The question before the justices is whether the challenged Tennessee law, which bans some kinds of medical treatments for transgender minors, violates the Constitution’s equal protection clause.
Laws challenged on that ground are ordinarily subject to relaxed and deferential judicial scrutiny called rational basis review. Almost any justification will suffice, and there is little question that the state’s stated interest in medical safety would clear that hurdle.
But laws that discriminate based on sex are subject to heightened scrutiny, a much more demanding form of review that requires states to demonstrate that the laws are substantially related to achieving an important objective. That is a substantial hurdle.
But the parties disagree about whether the Tennessee law discriminates based on sex.
Elizabeth B. Prelogar, the U.S. solicitor general, representing the Biden administration, told the justices that the challenged law necessarily took account of sex.
“If, for example,” she wrote, “a state prohibits an adolescent assigned female at birth from receiving testosterone to live as a male, but allows an adolescent assigned male at birth to receive the same treatment, the state has relied on a sex-based classification — and thus must justify its law under heightened scrutiny.”
Jonathan Skrmetti, Tennessee’s attorney general, told the justices that his state’s law “includes no sex classification.”
“It draws a line between minors seeking drugs for gender transition and minors seeking drugs for other medical purposes,” he wrote. “And boys and girls fall on both sides of that line.”
Ms.
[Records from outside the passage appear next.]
PR #50, opened 2018-01-08
Risk_ fix

jmazanek:
This is a first batch of log_*_risk and exit combinations fixes.
Only simple fixes were included. Where there was a need for more complex code change, I did it in separate branch.

### DIFF
--- a/RHEL6_7/networking/iptables/check
+++ b/RHEL6_7/networking/iptables/check
@@ -55,8 +55,8 @@ if service_is_enabled "iptables" || service_is_enabled "ip6tables"; then
     cp $POST_SCRIPT $POSTUPGRADE_DIR/$SCRIPT_NAME
   fi
 
-  log_warning "Read the remediation instructions."
-  exit_informational
+  log_slight_risk "The iptables or ip6tables service is enabled.Read the remediation instructions."
+  exit_fail
 fi
 
 exit_pass
--- a/RHEL6_7/networking/net-snmp/check
+++ b/RHEL6_7/networking/net-snmp/check
@@ -5,14 +5,14 @@
 #END GENERATED SECTION
 
 if service_is_enabled snmpd; then
-    log_slight_risk "Net-SNMP daemon is enabled. See the following knowledge base article for known incompatibilities."
+    log_medium_risk "Net-SNMP daemon is enabled. See the following knowledge base article for known incompatibilities."
     cat <<_EOF_ >solution.txt
 Net-SNMP in Red Hat Enterprise Linux 7 has been updated to version 5.7.2. It includes many fixes and new features.
 In most configurations, no changes to the configuration files are necessary.
 See the following knowledge base article at [link:https://access.redhat.com/site/articles/696163] for any known incompatibilities.
 Retest carefully all applications consuming SNMP data from this system with the updated Net-SNMP package.
 _EOF_
-    exit $RESULT_INFORMATIONAL
+    exit $RESULT_FAIL
 fi
 
 exit $RESULT_PASS
--- a/RHEL6_7/storage/multipath/check
+++ b/RHEL6_7/storage/multipath/check
@@ -13,7 +13,7 @@ mkdir -p $VALUE_TMP_PREUPGRADE/postupgrade.d/multipath
 cp -R postupgrade.d/* $VALUE_TMP_PREUPGRADE/postupgrade.d/multipath
 
 if [ -e "$OLD_MULTIPATH_RULES" ]; then
-	log_warning "Multipath's udev rules file has moved in Red Hat Enterprise Linux 7. The old $OLD_MULTIPATH_RULES file must be removed."
+	log_info "Multipath's udev rules file has moved in Red Hat Enterprise Linux 7. The original $OLD_MULTIPATH_RULES file will be removed by the postupgrade script."
 	FIX=1
 fi	
  
@@ -23,7 +23,7 @@ if [ -f "$MULTIPATH_CONF" ]; then
 		ERR=1
 	fi
 	if grep -q "devices[[:space:]]*{" $MULTIPATH_CONF; then
-		log_high_risk "Multipath matches user device configs with built-in device configs differently in Red Hat Enterprise Linux 7."
+		log_info "Multipath matches user device configs with built-in device configs differently in Red Hat Enterprise Linux 7. This will be taken care of by the postupgrade script."
 		FIX=1
 	fi
 fi
--- a/RHEL6_7/networking/dnsmasq/check
+++ b/RHEL6_7/networking/dnsmasq/check
@@ -146,7 +146,7 @@ def check_dhcp_tags(file_path, buff):
     dhcp_tag_iter = dhcp_tag_pattern.finditer(buff)
 
     for statement in dhcp_tag_iter:
-        log_slight_risk("It looks like you are using DHCP tags ('" + statement.group(0) + "') in \"" + file_path + "\".")
+        log_info("It looks like you are using DHCP tags ('" + statement.group(0) + "') in \"" + file_path + "\".")
         status = EXIT_INFORMATIONAL
 
     if status == EXIT_INFORMATIONAL:
--- a/RHEL6_7/networking/nfsv2/check
+++ b/RHEL6_7/networking/nfsv2/check
@@ -21,7 +21,7 @@ echo "NFS protocol version 2 is not supported in Red Hat Enterprise Linux 7.
 $_nice_separator" > solution.txt
 
 if [[ "$FSTAB" != "" ]]; then
-  log_slight_risk "The /etc/fstab file mounts certain file systems with an unsupported protocol NFSv2."
+  log_info "The /etc/fstab file mounts certain file systems with an unsupported protocol NFSv2."
   echo "The /etc/fstab file mounts these file systems with NFSv2:" >> solution.txt
   echo -e "$FSTAB" | awk '{print "    "$1}' >> solution.txt
   #Change protocol version or remove 'nfsvers' option.
@@ -33,7 +33,7 @@ $_nice_separator" >> solution.txt
 fi
 
 if [[ "$NFSMOUNT" != "" ]]; then
-  log_medium_risk "The /etc/nfsmount.conf file contains settings with NFSv2."
+  log_info "The /etc/nfsmount.conf file contains settings with NFSv2."
   echo "The /etc/nfsmount.conf file contains:" >> solution.txt
   echo -e "$NFSMOUNT
 FIXED: The lines Nfsvers and Defaultvers with value 2 will be commented out.
--- a/RHEL6_7/networking/sendmail/check
+++ b/RHEL6_7/networking/sendmail/check
@@ -51,6 +51,7 @@ processing interval is now specified by SENDMAIL_OPTS in the $CONFIG_FILE file. 
 To setup queue processing interval to, for example, one hour, use SENDMAIL_OPTS=\"-q1h\"."
 
   if ! grep -q "SENDMAIL_OPTS=.*-q[0-9smhdw]\+.*" "$CONFIG_FILE"; then
+    log_medium_risk "The mail queue processing interval is not set."
     solution "Your $CONFIG_FILE file does not contain SENDMAIL_OPTS=-qTIME. If you do \
 not specify the queue processing interval, the mail queue will be processed only once \
 during the sendmail startup, and further emails will not be processed or \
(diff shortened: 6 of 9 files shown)


AloisMahdal:
I find the way you split the change into commits confusing.  It's not useful to split commits just based on *location*.  What should bind changes together is the type and *purpose* of the change, not locality.  This should IMO have been one commit, or if it makes sense and preserves code integrity, commit eg. risk-related change and exit-related change separately.

Also commit message should have the most useful part in first line (similar to Subject line).  Paths to edited file(s) are useless since this is already included in the commit by definition and any tool can already show that information if needed.  (Oh and by the way you also have them wrong at leas in one place. :-))

Ie. commit message like

    packages/ReplacedPackages

     -  blah blah

is not well-formed: it's useless when wieving from list and even wieved in full, it does not tell much.  A better way would be:

    Fix usage of exit/risk/log API

    Since preupgrade-assistant's PR#218[1], the right way is to do blah blah blah. This
    commit updates the API usage in first batch of modules.

      [1]: https://github.com/upgrades-migrations/preupgrade-assistant/pull/218

(Note that the content of the above example is most probably incorrect).

I **highly** recommend [How to Write a Git Commit Message][1] by Chris Beams.

  [1]: https://chris.beams.io/posts/git-commit/

pirat89:
@AloisMahdal just about the start of the title line: In case you are working with specific module, it is helpful to introduce commit with the name of the module, because I immadiately know, which modul has been changed in that way only to see the title. Similar situation is when you are working with modules under small specific group (e.g. mysql). OTOH it doesn't make sense to write something like that when you are providing generic changes between many modules.

I guess that rebase is still expected and this split is here mainly because the work has been done over longer time period, so commits have been generated continuosly with expectation of rebase later. Just about expected rebase, in that case the name of module is used as start of title line, you can do easier squash of commits for specific module.

RHEL6_7/packages/ReplacedPackages/check
```diff
@@ -318,7 +318,7 @@ echo -n "
 
 [ $notprovided -eq 1 ] && [ -z "$other_repositories" ] && statuscode=$RESULT_FIXED
 
-[ $found -eq 1 ] && log_slight_risk "\
+[ $found -eq 1 ] && log_info "\
```
pirat89: Not sure whether this should be just info message always. In case there are packages from outher channels (not-base), these packages willl not be installed automatically usually because the repository is not available in the moment of upgrade.

In addition there can be set `$RESULT_FIXED` but risks are set above already. So this still can be evaluated as error by PA.

RHEL6_7/storage/multipath/check
```diff
@@ -13,7 +13,7 @@ mkdir -p $VALUE_TMP_PREUPGRADE/postupgrade.d/multipath
 cp -R postupgrade.d/* $VALUE_TMP_PREUPGRADE/postupgrade.d/multipath
 
 if [ -e "$OLD_MULTIPATH_RULES" ]; then
-	log_warning "Multipath's udev rules file has moved in Red Hat Enterprise Linux 7. The old $OLD_MULTIPATH_RULES file must be removed."
+	log_warning "Multipath's udev rules file has moved in Red Hat Enterprise Linux 7. The original $OLD_MULTIPATH_RULES file will be removed by the postupgrade script."
```
pirat89: We can't use `log_warning` in this meaning. Purpose of this function is more of development character. It should be replaced by something else. Same for use of `log_warning` below.

RHEL6_7/storage/multipath/check
```diff
@@ -23,11 +23,11 @@ if [ -f "$MULTIPATH_CONF" ]; then
 		ERR=1
 	fi
 	if grep -q "devices[[:space:]]*{" $MULTIPATH_CONF; then
-		log_high_risk "Multipath matches user device configs with built-in device configs differently in Red Hat Enterprise Linux 7."
+		log_warning "Multipath matches user device configs with built-in device configs differently in Red Hat Enterprise Linux 7. This will be taken care of by the postupgrade script."
```
pirat89: You see here used the `log_high_risk` originaly with `$RESULT_FIXED` later.  It smells like the unreliable solution and in that case the result fixed should not be used, whether the solution is not reliable. Same for `log_warning` - doesn't make sense to have log_warning combined with `$RESULT_FIXED`

RHEL6_7/storage/multipath/check
```diff
@@ -23,11 +23,11 @@ if [ -f "$MULTIPATH_CONF" ]; then
...
 		FIX=1
 	fi
 fi
-log_medium_risk "The number of default configuation settings have changed in Red Hat Enterprise Linux 7. Verify that your devices are still optimally configured."
+log_warning "The number of default configuation settings have changed in Red Hat Enterprise Linux 7. Verify that your devices are still optimally configured."
```
pirat89: Doesn't make sense to use `log_warning` when message obviously say that user should do something later. This is obviously `log_medium_risk`.

RHEL6_7/databases/postgresql/check
```diff
@@ -236,7 +236,7 @@ EOF
   See the upstream article for pg_dumpall:
   [link:$UPSTREAM_DOC_PGDUMP]
 EOF
-    log_slight_risk "We cannot tell for 100% that the system will be in-place upgradeable."
+    log_info "We cannot tell for 100% that the system will be in-place upgradeable."
     DIFFERENT_USAGE_OK=yes
     return $RESULT_PASS
```
pirat89: It seems that `$RESULT_PASS` smells here. Read the two messages. I am thinking even whether we can ends with `$RESULT_PASS` ever, because it seems more like that this test is about `$RESULT_FAIL` and `$RESULT_INFORMATIONAL` as in case of pass, you will not see the solution text even. But in that case it is bug that it is already part of upstream for a long time.

RHEL6_7/databases/postgresql/check
```diff
@@ -340,7 +340,7 @@ EOF
     # Even if user misconfigured the pg_hba.conf contents, most likely he did
     # not changed the 'postgres' role.  Thus we can assume he is Superuser (with
     # slight risk).
-    return $RESULT_PASS
+    return $RESULT_FAIL
```
pirat89: according to the message it seems that there should be set even high risk. As I read it properly, this module seems to need even separate pull-request for all changes.

RHEL6_7/networking/net-snmp/check
```diff
@@ -12,7 +12,7 @@ In most configurations, no changes to the configuration files are necessary.
 See the following knowledge base article at [link:https://access.redhat.com/site/articles/696163] for any known incompatibilities.
 Retest carefully all applications consuming SNMP data from this system with the updated Net-SNMP package.
 _EOF_
-    exit $RESULT_INFORMATIONAL
+    exit $RESULT_FAIL
 fi
```
pirat89, line 17: It's ok. But what do you think about use of `log_slight_risk` above? I am not familiar with incompatibilities, so not sure whether it should be slight or medium risk. You can keep it as it is, but maybe we should create somewhere note about that to investigate it later.

RHEL6_7/networking/iptables/check
```diff
@@ -55,8 +55,8 @@ if service_is_enabled "iptables" || service_is_enabled "ip6tables"; then
     cp $POST_SCRIPT $POSTUPGRADE_DIR/$SCRIPT_NAME
   fi
 
-  log_warning "Read the remediation instructions."
-  exit_informational
+  log_slight_risk "Read the remediation instructions."
```
pirat89: The message is too generic. It should be changed to something like:
- *The iptables or ip6tables service is enabled. Read the remediation instructions.*

What do you think?

pirat89 (dismissed):

RHEL6_7/databases/postgresql/check
jmazanek: I think this is a question of a problem scope. Do we define `$RESULT_PASS` as a total success of the upgrade/migration process, without any chance of fail? Or do we define it as a success in the scope, what we are able to provide with preupgrade assistant? If the latter is a case, then I think the handling of the actual user data content of the database is outside of this scope and `$RESULT_PASS` is justified.

RHEL6_7/databases/postgresql/check
jmazanek: From the message it seems, that the severity of the issue depends on the 'postgres' role. With the default configuration, severity is low. I agree with module rewrite in separate pull request where, the logic to determine the 'postgres' role will be added.

RHEL6_7/networking/iptables/check
jmazanek: Yes, I will add that info

RHEL6_7/networking/net-snmp/check
jmazanek: Based on the KB and snmpd.conf man page, I assume it can cause the issue in certain corner cases. It can potentially affect some associated sysadmin scripts. I will change the risk to `log_medium_risk`

RHEL6_7/packages/ReplacedPackages/check
jmazanek: I agree. The not base repositories should be handled with a separate logic cycle. I will fix it in separate PR

RHEL6_7/storage/multipath/check
jmazanek: OK. I wasn't aware of this meaning of log warning. I will change it.

RHEL6_7/storage/multipath/check
jmazanek: Same as the above

RHEL6_7/storage/multipath/check
jmazanek: Same as the above

RHEL6_7/databases/postgresql/check
pirat89: Agree, it doesn't matter in this PR. But we should look at it in future.

AloisMahdal:
@pirat89,

> it is helpful to introduce commit with the name of the module, because I immadiately
> know, which modul has been changed in that way only to see the title

You already know that from the data in the commit.  Repeating it in the title is useless at best; in fact it makes the *other* part of the title harder to read (eg. for people who are able to get that info from git itself).  Also the info is now subject to human factor; just look at the commits in this PR; the info is actually *incorrect* (yet it's counter-productive to expect commiter to focus on getting *this* right).  Lastly, the whole thing falls apart anyway once you make commit in 2 or more modules.

Your *pro* argument only applies when the auditor is lazy *and* does not know their tools; and even in that case it's pretty questionable.

About the second part; I can't see how expectation of rebase, or the way how commits were created is relevant to the review or to my feedback.

AloisMahdal:
> Lastly, the whole thing falls apart anyway once you make commit in 2 or more modules.

Oh and of course it also falls apart if you reorganize or rename the files.

pirat89:
@amahdal:
> About the second part; I can't see how expectation of rebase, or the way how commits were created is relevant to the review or to my feedback.

It was explanation, that this PR is still more like WIP then something what is prepared for review.

> Oh and of course it also falls apart if you reorganize or rename the files.

This is really good point.

bocekm:
@AloisMahdal, thanks for the [How to Write a Git Commit Message](https://chris.beams.io/posts/git-commit/) by Chris Beams. Worth reading and sharing.

jmazanek:
included those of the @pirat89 comments that do not require the separate PR into the code

bocekm:
@jmazanek what will you do with the comments that require a separate PR? To keep track of that, will you create a GitHub issue, or JIRA task? Either is ok with me.

pirat89:
@jmazanek please, create issue for that with checkbox-list of modules that should be fixed separately over time. We should keep it public.

jmazanek:
@bocekm  Jira task already exists in backlog RHELLEAPP-594

jmazanek:
@pirat89 @bocekm I suggest merging this PR as it is. The comments regarding postgresql and ReplacedPackages, while valid, are in their nature an extension ( additional code logic requested - but we don't know, when we will have a time and resources to do them), but changes already done in this PR are not harmful. Reverting them would definitely cause the error ( with a new return code schema as defined in https://github.com/upgrades-migrations/preupgrade-assistant/pull/218 )

pirat89:
@jmazanek: Changes *MAY* not be harmful but in the nature they didn't resolve anything. Anyway, I would not say that sentence like: **We cannot tell for 100% that the system will be in-place upgradeable.** is really just informational. That's more from my point like slight risk when I am reading that, but it's arguable. The checks and results in postgresql module needs to be resolved better IMO as they don't look to be consistent.

The commit messages of both commits (for postgresql and ReplacedPackages) says: `fixing log & exit status combination` but actually it's not true as we now it doesn't fix anything and contain just change as both would still ends with error code with the new schema. When we want to fix all modules, we will go through the modules that have not been fixed yet and these commits will do just mess.

jmazanek:
changes to above specified files reverted. @pirat89 you can approve for merge

pirat89 (dismissed):

pirat89 (approved):
lgtm

PR #51, opened 2018-01-10
system/python: handle ownership of directories by more rpms

pirat89:
Previously in case a directory was owned by multiple rpms, script printed warning message with mismatched names of the pkgs. Now it is handled correctly and in case that the directory is owned at least by one native rpm.

refactoring: Replaced backticks by "$(...)"

Example of unwanted wrning message for two packages:
```
preupg.log.WARNING: Package python-backportspython-backports-ssl_match_hostname is not installed on Red Hat Enterprise Linux system.
```

### DIFF
--- a/RHEL6_7/system/python/check
+++ b/RHEL6_7/system/python/check
@@ -10,17 +10,30 @@ if [ -f "$PYTHON_DIRS" ]; then
     rm -f $PYTHON_DIRS
 fi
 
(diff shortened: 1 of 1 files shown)


jmazanek:
LGTM. I've tested the new function and I'm not getting any garbled file names any more.

jmazanek (approved):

Prelogar also urged the Supreme Court to rule that distinctions based on transgender status as such must be subjected to heightened scrutiny, but that argument is unlikely to prevail.
“The court has not added to the list of classifications triggering heightened scrutiny in decades,” a report in September from Georgetown’s Supreme Court Institute noted. “The odds of this court doing so now are less than zero.”